Lab 4: Lending Club

OIDD 245 Tambe

Objective and Background

One industry in which machine learning has been having a significant impact is financial lending. In this lab, you will use data from LendingClub, a well-known peer-to-peer lending platform based in San Francisco, California, to build statistical models that use debtor attributes to predict the grades given to loan applications by the Lending Club. This is an application/data set that many of you may have seen before, for example in a finance or statistics class, and it is a particularly good context to try some of the prediction concepts we have covered in the last few sessions.

You will be exploring how to build prediction models for this industry. To accomplish this objective, you are asked to build models using historical data from 2013 to 2014 (which will be used as the training data) and test the quality of your prediction model using new loan requests that came in during 2015 (the test data) to evaluate how well it performs.

Deliverables

You are required to complete and submit the lab, but grading will be based on completion (as opposed to grading of individual questions). The lab looks long, but much of it is explanation and if working with others, it is certainly possible to complete the lab in a single class period.

Data

Exercises

1. Data loading and cleanup.

2. Descriptive statistics.

3. Build a logistic regression based classifier using the training data.

4. Build a classification tree on the training data.

As an alternative to logistic regression, we can use a "classification tree" to classify loans according whether or not they are likely to have an "A" or "B" grade. A widely used implementation of decision trees in R is the rpart library in R. rpart stands for "Recursive partitioning and regression trees". Install the rpart package and don't forget to use the library command to include the library wherever you are executing your code.

library(rpart)

The syntax for running a classification tree using the rpart library is similar to that of a regression. For example, if your data set is called loans and, within that data set, you have a binary dependent variable y that you are trying to predict using two predictors x1 and x2, the R command to build a classification model using rpart would have the following syntax.

fit = rpart(y ~ x1 + x2, data = loans, method = "class")

In this example, the method option in this call tells rpart that this is a classification tree, which has binary outcomes, not a regression tree, which has continuous outcomes. To visualize the classification tree you have built:

plot(fit) 
text(fit)

If you are having trouble with the tree visualization, you may want to explore other packages, such as rpart.plot, that do a much better job with decision tree visualization.

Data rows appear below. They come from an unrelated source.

Issue #1051, opened 2020-05-21
button focus goes outside on IE11


stefanoScalzo:
**Describe the bug**
focus goes outside of the button
> Is this issue related to a specific component?
button
> What version of the Fundamental Library Styles are you using?
latest
> What front-end framework are you implementing in, e.g., Angular, React, etc.?
all

**To Reproduce**
1. Click button

**Expected behavior**
Focus should be on the inside of the button
**Screenshots**
![Screen Shot 2020-05-21 at 3 53 04 PM](https://user-images.githubusercontent.com/50607147/82599985-2b6bf700-9b7b-11ea-9f12-b367f1e90f78.png)

rengare:
a common issue in IE 11 which can't be fixed

droshev:
another button issue #1055

Issue #1055, opened 2020-05-23
button on press down doesn't show the focus dots(Safari, Firefox)


sKudum:
**Description**
          On click on buttons dotted border focusing is not happening for Firefox, Safari.

> Is this issue related to a specific component?
          :  Button

> What version of the Fundamental Library Styles are you using?
            0.9

> What front-end framework are you implementing in, e.g., Angular, React, etc.?
            Angular

**To Reproduce**

1. In Mac Machine open Browser: Safari, firefox
2. Enter the fundamental-styles url
3. Click on Button
4. It is not focused on the dotted border.

**Expected behavior**
        Mouse click on button focusing with dotted border should  happen even in Firefox and Safari

<img width="290" alt="Screen Shot 2020-05-23 at 2 21 26 PM" src="https://user-images.githubusercontent.com/53487468/82726329-073a2280-9d01-11ea-933e-d70b6ef68e84.png">

droshev:
a button related issue #1051

InnaAtanasova:
As discussed with @rengare this fix would require `before` or `after` attributes which are already used for the icons. Currently we don't have a solution for this issue.

droshev:
We discussed the issue and agreed to do a breaking change and introduce a `i` element for the icon so we can address the focus and press down issue

PR #1305, opened 2020-07-30
feat: moving icons from pseudoelements to <i> tag in button

rengare:
## Related Issue
closes https://github.com/SAP/fundamental-styles/issues/1051

## BREAKING CHANGE
- the button icon is moved to a separate child `<i>` element
- Menu button: the text is wrapped in a `<span>`

## Description
The button's markup with icon has been changed. 
Before:
```html
<button class="fd-button sap-icon--*"></button>
```
After:
```html
<button class="fd-button">
    <i class=sap-icon--*></i>
</button>
```

Sap Icons inside button now has inherit color, same as pseudo elements, which are responsible to keep icon.
Also `fd-button__text` element has been introduced, for now it's only for menu button. It's made to let icon know, that there is any other element (plain text is not treated as element), so it can add margin.

The PR brings new icon syntax to button's also there button usage examples changed in 
- action bar,
- bar
- calendar
- combobox
- multi input
- product switch
- select
- shellbar
- step input
- time
- time picker
- toolbar

- popover
- counter 
- datepicker
- form grid
- input group
- notification
- page

## Breaking change
image


stories/button/button.stories.js
```diff
@@ -16,19 +16,19 @@ export default {
 
 export const primary = () => `
     <button class="fd-button">Create</button>
-    <button class="fd-button sap-icon--cart"></button>
+    <button class="fd-button"><i class="sap-icon--cart fd-button__icon-left"></i></button>
```
jacobdevera, line 19: This would be a good opportunity to add an `aria-label` to all the `<button>` elements with no inner text (similar to what is done in line 173).

rengare: Done

stories/button/button.stories.js
```diff
@@ -49,9 +60,9 @@ types.parameters = {
 
 export const segmentedButton = () => `
     <div class="fd-segmented-button" role="group" aria-label="Group label">
-        <button class="fd-button sap-icon--survey"></button>
-        <button class="fd-button sap-icon--pie-chart is-selected" aria-pressed="true"></button>
-        <button class="fd-button sap-icon--pool"></button>
+        <button aria-label="More" class="fd-button"><i class="sap-icon--survey fd-button__icon-left"></i></button>
+        <button aria-label="More" class="fd-button is-selected" aria-pressed="true"><i class="sap-icon--pie-chart fd-button__icon-left"></i></button>
+        <button aria-label="More" class="fd-button"><i class="sap-icon--pool fd-button__icon-left"></i></button>
```
jacobdevera, line 65: Rather than all having the same `aria-label` `"More"`, it should indicate the purpose of the button. You can make up ones for demo purposes based on what the icon represents e.g. "Survey", "Pie Chart", "Pool", "Cart"

jbadan:
This is the same solution we use internally at Concur - https://hig.concur.com/pages/develop/web/components/nui-widgets/v13/buttondropdown.html, https://hig.concur.com/pages/develop/web/components/nui-widgets/v13/button.html

We also add an additional `<span>` for text inside the button -ex: `<button class="fd-button"><i class="sap-icon--cart fd-button__icon-left"></i><span>button</span></button>` 

I don't think we should make a workaround solution just to avoid breaking changes, unless there's a compelling reason to do this a different way - a11y, etc. We're 0th for a reason and shouldn't be afraid of breaking changes nor make development decisions based on avoiding them.

stories/button/button.stories.js
JKMarkowski: @jacobdevera Done

JKMarkowski:
@jbadan Let's keep the `<i>` elements then. It will free pseudo elements, that can be used to render properly focus indicator, even on IE11. Overflow/position are good for now, so I'm not into introducing additional <span> element for text.

src/shellbar.scss
```diff
@@ -283,6 +283,16 @@ $block: #{$fd-namespace}-shellbar;
     padding: 0;
     outline-color: var(--sapContent_ContrastFocusColor);
 
+    > i {
```
jbadan, line 286: Can we avoid using element selectors?

JKMarkowski:
It's ready to be reviewed, all of components have new markup now.

stories/feed-input/feed-input.stories.js
```diff
@@ -55,11 +57,13 @@ export const notEmpty = () => `
...
                   aria-required 
                   rows="1">"Textarea" with a text makes submit button active</textarea>
-        <button class="fd-button sap-icon--feeder-arrow 
+        <button class="fd-button 
                 fd-feed-input__submit-button" 
                 aria-label="Send"
                 aria-disabled="false" 
-                title="Send"></button>
+                title="Send">
+            <i class="sap-icon--feeder-arrow"></i>
```
stefanoScalzo, line 65: there are 2 icons per feed input

JKMarkowski:
> What does this have to do with #1055 ? I have addressed that issue without breaking changes with pr #1337

It's more about fixing https://github.com/SAP/fundamental-styles/issues/1051, Idk why 1055 was as a scope.
It will release pseudo elements for additional padding top/bottom clickable area and focus indicator working even on IE11

JKMarkowski:
@droshev 
> Can we also address the clickable area
> Screen Shot 2020-08-17 at 8 32 11 PM

I would do it in other PR, same as changing focus outline, let's have a talk about it on meeting

JKMarkowski:
@InnaAtanasova 
I wanted to not have higher button, right now it doesn't take more space.  Should it?
As you can see clickable area is expanded, 4 pixels are just not enough to notifce it
button

JKMarkowski:
@InnaAtanasova it has been fixed. Feel free to check it again

src/button.scss
```diff
@@ -83,321 +78,295 @@ $block: #{$fd-namespace}-button;
...
+    > .#{$block}__icon--right {
+      margin-left: 0;
+      margin-right: $fd-button-icon-margin;
     }
   }
 }
 
+@mixin iconStyles {
+  @include iconStylesLtr();
+  @include iconStylesRtl();
```
salarenko, line 346: I don't think RTL should be splitted from LTR like that. Using `@include iconStylesRtl();` is misleading. I'd expect it to bring full icon styling for RTL mode, but in fact this brings only a modifier and to properly work it musts always be used together with LTR mixin.

src/mixins/button/_emphasized.scss
```diff
@@ -23,11 +23,15 @@
 }
 
 @mixin emphasizedPressedFocus() {
-  outline-color: var(--sapContent_ContrastFocusColor);
+  &::after {
```
salarenko, line 26: Maybe it's worth introducing so we can more easily control element used as focus host?

```
@mixin buttonFocusLocation() {
  &::after {
    @content
  }
}
```

salarenko (changes requested):
Looks, good. Just two minor concerns:

src/mixins/button/_emphasized.scss
JKMarkowski: Let's postpone it to buttons refactor

src/button.scss
JKMarkowski: Great Idea, it really can be misleading

src/mixins/button/_emphasized.scss
InnaAtanasova: Aren't we refactoring Buttons in this PR? I think we should try to finalize the Button refactoring and stop introducing Breaking Changes for this component.

JKMarkowski: It has been addressed - I removed some redundant mixins, which didn't bring any value

salarenko:
Changes introduced by me [(commit):](https://github.com/SAP/fundamental-styles/pull/1305/commits/5f0fb6e1d55101f9e3a4d44140a4c8bcef2843e8)
- Removed unused variables
- Removed `iconSize` which was referring to styling the icons on `before`, `after` elements
- Merged `iconStylesLtr` and `iconStylesRtl` into one code-block `iconStyles` for better readability
- Removed `--half` modifier, a leftover from button--half used for recently removed input-number with spinner
- Removed the need of having `fd-button__icon--right`, `fd-button__icon--right` classes

InnaAtanasova:
Screen Shot 2020-08-25 at 2 30 29 PM
Screen Shot 2020-08-25 at 2 30 23 PM

I think the focus offset is not correct. @estelaxu3  and @jessmetivier could you check the visuals and confirm? Thanks

jessmetivier:
@InnaAtanasova Looks like you're right about the offset being "off" hehe (Excuse my terrible pun 😅 )

From the looks of it, the padding is slightly larger than what's illustrated in SAPUI5:

**SAP UI5 button offset**
SAPUI5 button offset

**Here are the specs from UI5:** 
Screen Shot 2020-08-25 at 2 55 34 PM

src/mixins/button/_button-helper.scss
```diff
@@ -7,8 +7,18 @@ $block: #{$fd-namespace}-button;
 }
 
 @mixin buttonFocus() {
-  outline-style: dotted;
-  outline-width: var(--sapContent_FocusWidth);
-  outline-color: var(--sapContent_FocusColor);
-  outline-offset: -0.1875rem;
+  $fd-focus-offset: 0.125rem;
```
InnaAtanasova, line 10: should be 0.1875rem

Now that you have built this classification tree, you can predict values in the same way as with regression, using the predict command. The result (in this case, stored in the vector z) will hold the binary values that indicate whether your classification tree predicts whether or not a loan will be high grade.

z = predict(fit, type="class")

Using the accuracy metric described above, is this machine learning based classifier more or less accurate than the one based in logistic regression?

5. Compute performance on the test data.

Classifiers such as the ones described above are built on training data (e.g. historical data), where the “correct” answers are available so that the model can be calibrated. Once you are happy with their performance, their performance is assessed on test data where the correct answers are generally not available (e.g. future data). In general, the classifier will not perform as well on the test data as it did on the training data, because it was calibrated for optimal performance on the training data.